PR #2760, opened 2025-06-24
LEAF-4884 - Add Tools: Quick Review and Propose Actions

mgaoVA:
## Summary
This adds two new items to the admin toolbox: [Quick Review](https://github.com/department-of-veterans-affairs/LEAF-Developer-Examples/blob/master/utility/Quick_Review.md) and [Propose Actions](https://github.com/department-of-veterans-affairs/LEAF-Developer-Examples/blob/master/utility/Propose_Actions.md), originally provided as custom solutions.

Both tools provide enable bulk processing of reviews, which enhances the flexibility of the platform.

Quick Review:
- Admins can create a custom link to a page similar to the Inbox, where pending records for a specific workflow step are presented. This is intended to be bookmarked or provided on a webpage.

Propose Actions:
- Similar to Quick Review, however the final page URL is intended to be used in coordination with an approving official or committee review process.

## Impact
No dependencies.

## Testing
Navigate to the Admin Panel -> Toolbox -> `Setup Quick Review Link` / `Create Proposed Actions` and follow the prompts.

### DIFF
--- a/LEAF_Request_Portal/admin/templates/view_admin_menu.tpl
+++ b/LEAF_Request_Portal/admin/templates/view_admin_menu.tpl
@@ -203,9 +203,21 @@
     </a>
 
     <a href="../report.php?a=LEAF_Start_Request" role="button" class="leaf-admin-button bg-orange-10 lf-trans-orange">
-        <i class="leaf-admin-btnicon fas fa-solid fa-forward-fast text-orange-50 leaf-icn-narrow2" title="Combined Inbox Editor"></i>
+        <i class="leaf-admin-btnicon fas fa-solid fa-forward-fast text-orange-50 leaf-icn-narrow2" title=""></i>
         <span class="leaf-admin-btntitle">Setup Quickstart Link</span>
         <span class="leaf-admin-btndesc">Create a URL to start New Requests</span>
+    </a>
+
+    <a href="../report.php?a=LEAF_Quick_Review" role="button" class="leaf-admin-button bg-orange-10 lf-trans-orange">
+        <i class="leaf-admin-btnicon fas fa-solid fa-forward-fast text-orange-50 leaf-icn-narrow2" title=""></i>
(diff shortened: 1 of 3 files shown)


shaneodd (approved):

jampaul3 (dismissed):

aerinkayne (changes requested):
508/acc related:
There are input elements on these pages that do not have labels associated with them.  The img (button) that removes added columns should also have a button role and an aria label to indicate its function.  Testing tools can vary on contrast detection, but lighthouse hits 'red' with a contrast warning (something like #c00 should be ok).

Some CSS selectors are applying styling to the top nav buttons

mgaoVA:
> 508/acc related: There are input elements on these pages that do not have labels associated with them. The img (button) that removes added columns should also have a button role and an aria label to indicate its function. Testing tools can vary on contrast detection, but lighthouse hits 'red' with a contrast warning (something like #c00 should be ok).

Updated to resolve findings from Lighthouse.

> Some CSS selectors are applying styling to the top nav buttons

The round buttons are intended.

nk2136 (approved):
The functionality works correctly based on the selected step, as intended. However, there's slight confusion regarding the form selection dropdown:
	•	Currently, the form selection dropdown might imply that requests will be filtered by both form and step, whereas the actual filtering occurs primarily based on the step alone.
	•	Multiple forms can share the same workflow, so the resulting page could show requests from different forms based on the selected step, even if a specific form is chosen initially.
To reduce potential confusion, it might be beneficial to clarify this behavior directly in the UI or add a brief descriptive message. For instance:
"Selecting a form helps narrow available steps, but the resulting Quick Review page displays all requests associated with the chosen step, regardless of form."
This additional clarification would enhance the overall user experience.
Otherwise, this looks good. Approving the PR.

Pelentan (approved):

shaneodd (approved):

jampaul3 (approved):

22MGreen (approved):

^^^^^^^^

> Task directions
Across all lines above, count those with the string "from". Only the number is wanted.

> Finished task
2